What you have to do:
A single stretch of the material below is to be transcribed exactly, starting at the line with "-1,0 +1,19 @@" and ending after the line with "Latest update: the".
++++ Extracted records
PR #3888, opened 2026-08-18
Add mobile top nav tabs menu

theletterf:
## Why

The section-driven top nav currently relies on a horizontal desktop tab row, which is cramped on narrow screens. A compact mobile presentation keeps configured sections reachable without changing the desktop layout.

## What

This adds a mobile disclosure menu for top-nav link tabs below the desktop breakpoint, keeps the existing horizontal tab row for larger screens, and covers the rendering behavior with navigation tests.

### DIFF
--- a/src/Elastic.Documentation.Site/Assets/secondary-nav.css
+++ b/src/Elastic.Documentation.Site/Assets/secondary-nav.css
@@ -1,0 +1,19 @@
+@layer components {
+	.secondary-nav-mobile-menu summary {
+		list-style: none;
+	}
+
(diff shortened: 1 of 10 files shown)


theletterf:
Latest update: the docs landing page now gets the same mobile pages drawer entry point as regular docs pages.

The landing layout renders a mobile-only hamburger trigger on the left and mounts the pages drawer only on mobile, so the section selector and version selector remain reachable without introducing the desktop sidebar on the landing page.

Verified locally with:

```bash
rtk dotnet test tests/Navigation.Tests/
```

Mpdreamz (approved):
++++++++
Expected answer:
@@ -1,0 +1,19 @@
+@layer components {
+	.secondary-nav-mobile-menu summary {
+		list-style: none;
+	}
+
(diff shortened: 1 of 10 files shown)


theletterf:
Latest update: the docs landing page now gets the same mobile pages drawer entry point as regular docs pages.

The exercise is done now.